- TRY IT:
Among the entries that follow, count the lines that contain the word "addons" and say how many there are, writing nothing else.

Stored data entries:
PR #457, opened 2018-01-15
Fixes from PHPStan level 0

carusogabriel:
Some fixes found by [`PHPStan`](https://github.com/phpstan/phpstan) level 0

### DIFF
--- a/src/ChangeStream.php
+++ b/src/ChangeStream.php
@@ -66,7 +66,7 @@ class ChangeStream implements Iterator
     }
 
     /**
-     * @return MongoDB\Driver\CursorId
+     * @return \MongoDB\Driver\CursorId
      */
     public function getCursorId()
     {
@@ -143,8 +143,8 @@ class ChangeStream implements Iterator
         if ($document === null) {
             throw new ResumeTokenException("Cannot extract a resumeToken from an empty document");
         }
-        if ($document instanceof Serializable) {
-            return $this->extractResumeToken($document->bsonSerialize());
+        if ($document instanceof \Serializable) {
+            $this->extractResumeToken($document->bsonSerialize());
         }
         if (isset($document->_id)) {
             $this->resumeToken = is_array($document) ? $document['_id'] : $document->_id;
--- a/src/GridFS/Bucket.php
+++ b/src/GridFS/Bucket.php
@@ -17,6 +17,7 @@
 
 namespace MongoDB\GridFS;
 
+use MongoDB\Collection;
 use MongoDB\Driver\Cursor;
 use MongoDB\Driver\Manager;
 use MongoDB\Driver\ReadConcern;
--- a/src/GridFS/ReadableStream.php
+++ b/src/GridFS/ReadableStream.php
@@ -132,7 +132,7 @@ class ReadableStream
      *
      * Note: this method may return a string smaller than the requested length
      * if data is not available to be read.
-     * 
+     *
      * @param integer $length Number of bytes to read
      * @return string
      * @throws InvalidArgumentException if $length is negative
@@ -175,7 +175,7 @@ class ReadableStream
     public function seek($offset)
     {
         if ($offset < 0 || $offset > $this->file->length) {
-            throw new InvalidArgumentException(sprintf('$offset must be >= 0 and <= %d; given: %d', $length, $offset));
+            throw new InvalidArgumentException(sprintf('$offset must be >= 0 and <= %d; given: %d', $this->file->length, $offset));
         }
 
         /* Compute the offsets for the chunk and buffer (i.e. chunk data) from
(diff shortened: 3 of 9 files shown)


src/ChangeStream.php
```diff
@@ -143,8 +143,8 @@ private function extractResumeToken($document)
         if ($document === null) {
             throw new ResumeTokenException("Cannot extract a resumeToken from an empty document");
         }
-        if ($document instanceof Serializable) {
-            return $this->extractResumeToken($document->bsonSerialize());
+        if ($document instanceof \Serializable) {
+            $this->extractResumeToken($document->bsonSerialize());
```
jmikola: @carusogabriel: This looks incorrect. Is PHPStan complaining that a `void` function is returning the result of another `void` function? If so, I think the correct fix is to add a solitary `return;` on the line below. The point of this is to recurse on the result of `$document->bsonSerialize()`, while this change allows execution of the current function to continue.

src/ChangeStream.php
```diff
@@ -143,8 +143,8 @@ private function extractResumeToken($document)
         if ($document === null) {
             throw new ResumeTokenException("Cannot extract a resumeToken from an empty document");
         }
-        if ($document instanceof Serializable) {
-            return $this->extractResumeToken($document->bsonSerialize());
+        if ($document instanceof \Serializable) {
```
jmikola: I believe this should have been left as-is, while adding `use MongoDB\BSON\Serializable;` above.

src/GridFS/Bucket.php
```diff
@@ -17,6 +17,7 @@
 
 namespace MongoDB\GridFS;
 
+use MongoDB\Collection;
```
jmikola: It looks like this was needed for the `getChunksCollection` return type. Good catch.

src/GridFS/ReadableStream.php
```diff
@@ -175,7 +175,7 @@ public function readBytes($length)
     public function seek($offset)
     {
         if ($offset < 0 || $offset > $this->file->length) {
-            throw new InvalidArgumentException(sprintf('$offset must be >= 0 and <= %d; given: %d', $length, $offset));
+            throw new InvalidArgumentException(sprintf('$offset must be >= 0 and <= %d; given: %d', $this->file->length, $offset));
```
jmikola: https://github.com/mongodb/mongo-php-library/pull/461 adds a regression test for this.

src/GridFS/WritableStream.php
```diff
@@ -141,7 +141,7 @@ public function close()
     /**
      * Return the stream's file document.
      *
-     * @return stdClass
+     * @return \stdClass
```
jmikola: I'd prefer to add a `use stdClass` up top for this. Will do so when merging.

src/MapReduceResult.php
```diff
@@ -77,7 +77,7 @@ public function getExecutionTimeMS()
      * Return the mapReduce results as a Traversable.
      *
      * @see http://php.net/iteratoraggregate.getiterator
-     * @return Traversable
+     * @return \Traversable
```
jmikola: Same here re: `use Traversable` up top.

src/Operation/ChangeStream.php
```diff
@@ -165,7 +165,7 @@ private function createChangeStreamOptions()
     /**
      * Create the aggregate pipeline with the changeStream command.
      *
-     * @return Command
+     * @return \MongoDB\Driver\Command
```
jmikola: Will add `use MongoDB\Driver\Command;` up top.

src/Operation/MapReduce.php
```diff
@@ -17,6 +17,7 @@
 
 namespace MongoDB\Operation;
 
+use MongoDB\BSON\Javascript;
```
jmikola: `finalize` should actually check for `JavascriptInterface`. I've opened [PHPLIB-313](https://jira.mongodb.org/browse/PHPLIB-313) to track that, and we'll fix this in 1.3.0.

src/ChangeStream.php
jmikola: Likely related to https://github.com/phpstan/phpstan/commit/679ea28f29699f409662cd81bd0414769b9e047e.

jmikola:
Manually merged in https://github.com/mongodb/mongo-php-library/commit/8a73c759133332aee735ae6c37ad8b9f14fa1a62 with requested changes. Thanks!

jmikola:
@carusogabriel: Side question: are there examples of incorporating PHPStan into `.travis.yml`? That may be something worth implementing so we can catch these issues more proactively going forward.

carusogabriel:
@jmikola Sure. I'll open a PR with a new build running PHPStan, and we can discuss improvements there :+1:

PR #460, opened 2018-01-29
Swap @bjori for @kvwalker

jmikola:
@kvwalker: just want to confirm that this is your preferred email address (pulled it from GitHub). This info will end up being rendered on https://packagist.org/packages/mongodb/mongodb.


kvwalker:
Yep!

PR #463, opened 2018-01-29
PHPLIB-306: Set GridFS uploadDate at completion time

kvwalker:
https://jira.mongodb.org/browse/PHPLIB-306

### DIFF
--- a/tests/GridFS/StreamWrapperFunctionalTest.php
+++ b/tests/GridFS/StreamWrapperFunctionalTest.php
@@ -3,7 +3,6 @@
 namespace MongoDB\Tests\GridFS;
 
 use MongoDB\BSON\Binary;
-use MongoDB\BSON\ObjectId;
 use MongoDB\BSON\UTCDateTime;
 
 /**
@@ -157,10 +156,10 @@ class StreamWrapperFunctionalTest extends FunctionalTestCase
         $this->assertSame(0100222, $stat['mode']);
         $this->assertSame(0, $stat[7]);
         $this->assertSame(0, $stat['size']);
-        $this->assertGreaterThanOrEqual(0, $stat[9]);
-        $this->assertGreaterThanOrEqual(0, $stat['mtime']);
-        $this->assertGreaterThanOrEqual(0, $stat[10]);
-        $this->assertGreaterThanOrEqual(0, $stat['ctime']);
+        $this->assertSame(0, $stat[9]);
+        $this->assertSame(0, $stat['mtime']);
+        $this->assertSame(0, $stat[10]);
+        $this->assertSame(0, $stat['ctime']);
         $this->assertSame(1024, $stat[11]);
         $this->assertSame(1024, $stat['blksize']);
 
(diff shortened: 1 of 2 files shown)


tests/GridFS/StreamWrapperFunctionalTest.php
```diff
@@ -147,20 +148,19 @@ public function testWritableStreamSeek()
...
         $this->assertSame(0, $stat[7]);
         $this->assertSame(0, $stat['size']);
-        $this->assertGreaterThanOrEqual($currentTimestamp, $stat[9]);
-        $this->assertGreaterThanOrEqual($currentTimestamp, $stat['mtime']);
-        $this->assertGreaterThanOrEqual($currentTimestamp, $stat[10]);
-        $this->assertGreaterThanOrEqual($currentTimestamp, $stat['ctime']);
+        $this->assertGreaterThanOrEqual(0, $stat[9]);
+        $this->assertGreaterThanOrEqual(0, $stat['mtime']);
+        $this->assertGreaterThanOrEqual(0, $stat[10]);
+        $this->assertGreaterThanOrEqual(0, $stat['ctime']);
```
jmikola: These should always default to `0`, so I think we can use `$this->assertSame(0, ...)` here.

tests/GridFS/StreamWrapperFunctionalTest.php
```diff
@@ -169,6 +169,29 @@ public function testWritableStreamStat()
...
+
+    public function testWritableStreamStatAfterSaving()
+    {
+        $id = new ObjectId;
+        $stream = $this->bucket->openUploadStream('filename', ['chunkSizeBytes' => 1024, '_id' => $id]);
+
+        $this->assertSame(6, fwrite($stream, 'foobar'));
+        $this->assertTrue(fclose($stream));
+        $currentTimestamp = time();
+        $stream = $this->bucket->openDownloadStream($id);
```
jmikola: I just realized that the `setUp()` function for this test creates a file with `_id` of `length-10` and `uploadDate` of `new UTCDateTime('1484202200000')`. Switching over to that would reduce all of these lines to a single `$stream = $this->bucket->openDownloadStream('length-10');`, and allow the ObjectID import to be removed as well.

Apologies for not catching this earlier. I hadn't looked at the entire file until now.

tests/GridFS/StreamWrapperFunctionalTest.php
```diff
@@ -169,6 +169,29 @@ public function testWritableStreamStat()
...
+        $this->assertSame(0100444, $stat[2]);
+        $this->assertSame(0100444, $stat['mode']);
+        $this->assertSame(6, $stat[7]);
+        $this->assertSame(6, $stat['size']);
+        $this->assertGreaterThanOrEqual($currentTimestamp, $stat[9]);
+        $this->assertGreaterThanOrEqual($currentTimestamp, $stat['mtime']);
+        $this->assertGreaterThanOrEqual($currentTimestamp, $stat[10]);
+        $this->assertGreaterThanOrEqual($currentTimestamp, $stat['ctime']);
+        $this->assertSame(1024, $stat[11]);
+        $this->assertSame(1024, $stat['blksize']);
```
jmikola: Note that this field reports `chunkSize`, so it would become `4` if you use `length-10`.

https://github.com/mongodb/mongo-php-library/blob/f4801b8086cc2cf67997ea9e2bad671ff87d3ff1/src/GridFS/StreamWrapper.php#L197-L199

tests/GridFS/StreamWrapperFunctionalTest.php
```diff
@@ -169,6 +169,29 @@ public function testWritableStreamStat()
...
+
+        $stat = fstat($stream);
+        $this->assertSame(0100444, $stat[2]);
+        $this->assertSame(0100444, $stat['mode']);
+        $this->assertSame(6, $stat[7]);
+        $this->assertSame(6, $stat['size']);
+        $this->assertGreaterThanOrEqual($currentTimestamp, $stat[9]);
+        $this->assertGreaterThanOrEqual($currentTimestamp, $stat['mtime']);
+        $this->assertGreaterThanOrEqual($currentTimestamp, $stat[10]);
+        $this->assertGreaterThanOrEqual($currentTimestamp, $stat['ctime']);
```
jmikola: This can use `assertSame()` if using the `length-10` file, since we'll know the exact value of `uploadDate`.

Note: 1484202200000 is milliseconds, so that will need to be converted to seconds for these values.

tests/GridFS/StreamWrapperFunctionalTest.php
```diff
@@ -173,25 +172,19 @@ public function testWritableStreamStatBeforeSaving()
...
-        $this->assertSame(6, $stat['size']);
-        $this->assertGreaterThanOrEqual($currentTimestamp, $stat[9]);
-        $this->assertGreaterThanOrEqual($currentTimestamp, $stat['mtime']);
-        $this->assertGreaterThanOrEqual($currentTimestamp, $stat[10]);
-        $this->assertGreaterThanOrEqual($currentTimestamp, $stat['ctime']);
-        $this->assertSame(1024, $stat[11]);
-        $this->assertSame(1024, $stat['blksize']);
+        $this->assertSame(10, $stat[7]);
+        $this->assertSame(10, $stat['size']);
+        $this->assertSame(1484202200000/1000, $stat[9]);
```
jmikola: On the off chance this breaks 32-bit environments, let's just use `1484202200` here.

PR #465, opened 2018-01-29
Add PHPStan to Travis CI

carusogabriel:
As suggested by @jmikola in #457, this PR adds `PHPStan` to `Travis CI`.

There is only 1 remain error to bump to level 1:
```bash
 ------ ----------------------------------------------- 
  Line   src/Operation/MapReduce.php                    
 ------ ----------------------------------------------- 
  158    Class MongoDB\Operation\Javascript not found.  
 ------ ----------------------------------------------- 
```

### DIFF
--- a/.travis.yml
+++ b/.travis.yml
@@ -37,6 +37,8 @@ matrix:
     - php: 7.0
       env:
         - SERVER_VERSION=3.4.11
+    - php: 7.0
+      script: vendor/bin/phpstan analyse -l 0 src
 
 before_install:
   - pip install "mongo-orchestration>=0.6.7,<1.0" --user `whoami`
--- a/composer.json
+++ b/composer.json
@@ -16,7 +16,8 @@
         "ext-mongodb": "^1.4.0"
     },
     "require-dev": {
-        "phpunit/phpunit": "^4.8.36"
+        "phpunit/phpunit": "^4.8.36",
+        "phpstan/phpstan": "^0.9.2"
     },
     "autoload": {
         "psr-4": { "MongoDB\\": "src/" },
--- a/src/Client.php
+++ b/src/Client.php
@@ -262,7 +262,7 @@ class Client
      *
      * @see http://php.net/manual/en/mongodb-driver-manager.startsession.php
      * @param array  $options      Session options
-     * @return MongoDB\Driver\Session
+     * @return \MongoDB\Driver\Session
      */
     public function startSession(array $options = [])
     {


.travis.yml
```diff
@@ -58,6 +58,17 @@ matrix:
     - php: 7.0
       env: DRIVER_VERSION=devel SERVER_VERSION=3.4
       addons: *common_addons
+    - php: 7.0
+      before_script:
```
carusogabriel: Are there some scripts that we can simplify here?

carusogabriel:
@jmikola My I ask your help in this last PHPStan error?

.travis.yml
```diff
@@ -1,6 +1,6 @@
 language: php
 dist: trusty
-sudo: false 
+sudo: false
```
jmikola: This trailing space was removed in https://github.com/mongodb/mongo-php-library/pull/481 when I revised the installation process for MongoDB in `.travis.yml`.

.travis.yml
```diff
@@ -58,6 +58,19 @@ matrix:
...
+      before_script:
+        - mongod --version
+        - pecl install -f mongodb-${DRIVER_VERSION}
+        - php --ri mongodb
+        - composer install --dev --no-interaction --prefer-source
+        - ulimit -c
+        - ulimit -c unlimited -S
+        - composer require --dev phpstan/phpstan
+      script:
+        - vendor/bin/phpstan analyse -l 0 src
```
jmikola: I assume the intention here is to only run PHPStan for a single job, since it would be redundant to run it otherwise?

Rather than duplicate the `before_script` block, it may be preferable to add `phpstan/phpstan` as a development dependency in `composer.json` (as we do with PHPUnit). Then, would only have to overwrite the `script` block here.

Note that as of https://github.com/mongodb/mongo-php-library/pull/481, I'm now launching mongo-orchestration and a MongoDB server in `before_script` and terminating it in `after_script`. That certainly isn't needed for PHPStan to perform its static analysis.

Would using [build stages](https://blog.travis-ci.com/2017-09-12-build-stages-order-and-conditions), as [Doctrine ORM does](https://github.com/doctrine/doctrine2/blob/bcc9da2f4a7a534ec1ffa58da6ae199efc1fc10a/.travis.yml#L69), help here?

carusogabriel:
@jmikola Thanks, I'll rebase and maybe PHPStan level 0 will pass :tada: 

I'll require it as a dev dependency and use Build Stages :+1:

carusogabriel:
@jmikola Unfortunately, we can't ship with `PHPStan` as it requires PHP 7.0. I'll close this for now as we will need to rewrite `.travis.yml` :smile:

PR #467, opened 2018-01-30
PHPLIB-316: Migrate operations to use read and write command methods

jmikola:
https://jira.mongodb.org/browse/PHPLIB-316

Please read through carefully. There was quite a bit of code copypasta involved in this.

### DIFF
--- a/.travis.yml
+++ b/.travis.yml
@@ -33,13 +33,6 @@ matrix:
       addons: *common_addons
     - php: 7.0
       env:
-        - SERVER_VERSION=2.4
-      addons:
-        apt:
-          sources: [ mongodb-upstart ]
-          packages: [ mongodb-10gen, *common_packages ]
-    - php: 7.0
-      env:
         - SERVER_VERSION=2.6
       addons:
         apt:
--- a/.travis.yml
+++ b/.travis.yml
@@ -10,54 +10,55 @@ addons:
     packages: &common_packages
       - gdb
 
+env:
+  global:
+    - DRIVER_VERSION=1.4.0RC1
+    - SERVER_VERSION=3.4
+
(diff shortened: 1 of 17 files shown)


jmikola:
Note: the ListDatabases, ListCollections, and ListIndexes operations were intentionally omitted from this PR and will continue to use `Server::executeCommand()`. The reason being is that those commands do not take a `readConcern` option (see: [spec](https://github.com/mongodb/specifications/blob/master/source/read-write-concern/read-write-concern.rst#read-concern)) and were we to use `executeReadCommand()`, libmongoc may actually inject a `readConcern` option from the client URI on its own. AFAIK, libmongoc does not use a whitelist to determine command eligibility apart from `findAndModify`, which supported `writeConcern` one server version before other write commands.

Additionally, you'll notice that the `readConcern` and `writeConcern` options are now always passed in as `executeWhateverCommand()` options instead of being directly injected into the command document. This ensures the libmongoc does not inject a duplicate key into the BSON document with the same name. Its `read|write_command_with_opts()` functions don't expect those options to be present in the command `bson_t` and it decides to inject client-level defaults independently of the command document's contents (only the opts `bson_t` is considered).

There are a few instances where I'm still passing `$readPreference` or `$writeConcern` as the third positional argument to an execute method (e.g. Find, InsertOne). That will be changed to use array options later on when I add support for Sessions ([PHPLIB-302](https://jira.mongodb.org/browse/PHPLIB-302)).

jmikola:
FYI: I manually cancelled the 2.6, 3.0, 3.2 builds in https://travis-ci.org/mongodb/mongo-php-library/builds/335721451 since they all end up using 3.4 anyway.

PR #468, opened 2018-01-30
PHPLIB-276: Add maxAwaitTimeMS support for change streams

kvwalker:
https://jira.mongodb.org/browse/PHPLIB-276

### DIFF
--- a/docs/tutorial/tailable-cursor.txt
+++ b/docs/tutorial/tailable-cursor.txt
@@ -177,7 +177,6 @@ using :php:`IteratorIterator <iteratoriterator>`.
 
       $iterator->next();
    }
-}
 
 Much like the ``foreach`` example, this version on the consumer script will
 start by quickly printing all results in the capped collection; however, it will
--- a/src/Operation/Aggregate.php
+++ b/src/Operation/Aggregate.php
@@ -163,6 +163,10 @@ class Aggregate implements Executable
             throw InvalidArgumentException::invalidType('"hint" option', $options['hint'], 'string or array or object');
         }
 
+        if (isset($options['maxAwaitTimeMS']) && ! is_integer($options['maxAwaitTimeMS'])) {
+            throw InvalidArgumentException::invalidType('"maxAwaitTimeMS" option', $options['maxAwaitTimeMS'], 'integer');
+        }
+
         if (isset($options['maxTimeMS']) && ! is_integer($options['maxTimeMS'])) {
             throw InvalidArgumentException::invalidType('"maxTimeMS" option', $options['maxTimeMS'], 'integer');
         }
@@ -277,6 +281,7 @@ class Aggregate implements Executable
             'aggregate' => $this->collectionName,
             'pipeline' => $this->pipeline,
         ];
+        $cmdOptions = [];
 
         // Servers < 2.6 do not support any command options
         if ( ! $isCursorSupported) {
@@ -303,13 +308,17 @@ class Aggregate implements Executable
             $cmd['hint'] = is_array($this->options['hint']) ? (object) $this->options['hint'] : $this->options['hint'];
         }
 
+        if (isset($this->options['maxAwaitTimeMS'])) {
+            $cmdOptions['maxAwaitTimeMS'] = $this->options['maxAwaitTimeMS'];
+        }
+
         if ($this->options['useCursor']) {
             $cmd['cursor'] = isset($this->options["batchSize"])
                 ? ['batchSize' => $this->options["batchSize"]]
                 : new stdClass;
         }
 
-        return new Command($cmd);
+        return new Command($cmd, $cmdOptions);
     }
 
     /**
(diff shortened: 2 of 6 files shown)


src/Operation/Aggregate.php
```diff
@@ -297,6 +302,14 @@ private function createCommand(Server $server, $isCursorSupported)
             $cmd['hint'] = is_array($this->options['hint']) ? (object) $this->options['hint'] : $this->options['hint'];
         }
 
+        if (isset($this->options['maxAwaitTimeMS'])) {
+            $cmdOptions['maxAwaitTimeMS'] = $this->options['maxAwaitTimeMS'];
+        }
+
+        if (isset($this->options['maxTimeMS'])) {
```
jmikola: Is this necessary? I think it's already covered by `foreach (['comment', 'maxTimeMS'] as $option)` about 15 lines prior.

tests/Operation/ChangeStreamFunctionalTest.php
```diff
@@ -237,4 +237,22 @@ public function testConnectionException()
...
+    {
+        $this->collection = new Collection($this->manager, $this->getDatabaseName(), $this->getCollectionName());
+        $maxAwaitTimeMS = 10;
+        $changeStreamResult = $this->collection->watch([], ['maxAwaitTimeMS' => $maxAwaitTimeMS]);
+        $changeStreamResult->next();
+
+        /* Make sure we await results for at least maxAwaitTimeMS, since no new
+        * documents should be inserted to wake up the server's command thread.
+        * Also ensure that we don't wait too long (server default is one
+        * second). */
```
jmikola: Can you add a space in this comment to align the asterisks?

tests/Operation/FindFunctionalTest.php
```diff
@@ -154,12 +154,16 @@ public function testMaxAwaitTimeMS()
         $cursor = $operation->execute($this->getPrimaryServer());
         $it = new \IteratorIterator($cursor);
 
-        // Make sure we await results for no more than the maxAwaitTimeMS.
+        /* Make sure we await results for at least maxAwaitTimeMS, since no new
+        * documents should be inserted to wake up the server's query thread.
+        * Also ensure that we don't wait too long (server default is one
+        * second). */
```
jmikola: Extra space to align asterisks here, too.

tests/Operation/ChangeStreamFunctionalTest.php
```diff
@@ -237,4 +237,22 @@ public function testConnectionException()
                         ]);
         $this->assertEquals($changeStreamResult->current(), $expectedResult);
     }
+
+    public function testMaxAwaitTimeMS()
+    {
+        $this->collection = new Collection($this->manager, $this->getDatabaseName(), $this->getCollectionName());
+        $maxAwaitTimeMS = 10;
+        $changeStreamResult = $this->collection->watch([], ['maxAwaitTimeMS' => $maxAwaitTimeMS]);
+        $changeStreamResult->next();
```
jmikola: I know you removed the `rewind()` call in the constructor, but can you confirm whether `$changeStreamResult->rewind()` invokes `getMore` and introduces a delay?

If so, we can do the assert and time check on that initial `rewind()`. It would also set a good example for anyone looking at the test files for guidance (ideally, users should rewind first).

jmikola:
Travis appears to have failed because the jobs are using `ext-mongodb` 1.3.3 and the code now relies on the second parameter to `MongoDB\Driver\Command::__construct()` introduced in 1.4.0.

If this was the first PR requiring 1.4.0, you'd need to bump the `composer.json` dependency (https://github.com/mongodb/mongo-php-library/commit/091d8bd9a7ad904b2030206089a6521ef7de925c) and update `.travis.yml` (https://github.com/mongodb/mongo-php-library/commit/8361528cecd7da22b408beac239565c80af1fb1c#diff-354f30a63fb0907d4ad57269548329e3); however, since those were done in #467 you should be OK with rebasing on master.

src/Operation/Aggregate.php
```diff
@@ -303,13 +308,25 @@ private function createCommand(Server $server, $isCursorSupported)
...
+            $cmdOptions['maxAwaitTimeMS'] = $this->options['maxAwaitTimeMS'];
+        }
+
+        if (isset($this->options['readConcern'])) {
+            $cmd['readConcern'] = \MongoDB\read_concern_as_document($this->options['readConcern']);
+        }
+
+        if (isset($this->options['writeConcern'])) {
+            $cmd['writeConcern'] = \MongoDB\write_concern_as_document($this->options['writeConcern']);
+        }
```
jmikola: Assuming this commit was rebased, `readConcern` and `writeConcern` were moved in https://github.com/mongodb/mongo-php-library/commit/091d8bd9a7ad904b2030206089a6521ef7de925c#diff-3b2e2c1a4b1425910f13159568854106L302 to a separate `createOptions()` method. If this commit is adding them back, it's likely that these got put back when selecting the `maxAwaitTimeMS` addition (git likely presented them all as one addition). This would have required splitting the diff during the rebase, which I'm happy to walk through and demonstrate.

docs/tutorial/tailable-cursor.txt
```diff
@@ -177,7 +177,6 @@ using :php:`IteratorIterator <iteratoriterator>`.
 
       $iterator->next();
    }
-}
```
jmikola: Thanks for catching this.

PR #472, opened 2018-01-31
PHPLIB-302: Support session option on Operations

jmikola:
https://jira.mongodb.org/browse/PHPLIB-302

### DIFF
--- a/docs/includes/apiargs-MongoDBCollection-method-watch-option.yaml
+++ b/docs/includes/apiargs-MongoDBCollection-method-watch-option.yaml
@@ -66,4 +66,8 @@ description: |
 interface: phpmethod
 operation: ~
 optional: true
+---
+source:
+  file: apiargs-common-option.yaml
+  ref: session
 ...
--- a/docs/includes/apiargs-MongoDBCollection-method-watch-option.yaml
+++ b/docs/includes/apiargs-MongoDBCollection-method-watch-option.yaml
@@ -45,6 +45,10 @@ optional: true
 ---
 source:
   file: apiargs-MongoDBCollection-common-option.yaml
+  ref: readConcern
+---
+source:
+  file: apiargs-MongoDBCollection-common-option.yaml
   ref: readPreference
 post: |
   This is used for both the initial change stream aggregation and for
--- a/src/Operation/Watch.php
+++ b/src/Operation/Watch.php
@@ -122,8 +122,7 @@ class Watch implements Executable
      * @see Executable::execute()
      * @param Server $server
      * @return ChangeStream
-     * @throws UnexpectedValueException if the command response was malformed
-     * @throws UnsupportedException if collation, read concern, or write concern is used and unsupported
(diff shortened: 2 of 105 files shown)


docs/includes/apiargs-MongoDBCollection-method-watch-option.yaml
```diff
@@ -43,6 +43,10 @@ interface: phpmethod
 operation: ~
 optional: true
 ---
+source:
+  file: apiargs-MongoDBCollection-common-option.yaml
+  ref: readConcern
+---
```
jmikola: It looks like this was never added in https://github.com/mongodb/mongo-php-library/pull/439 and I missed it in the relevant PR.

src/Operation/Watch.php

- RESULT:
5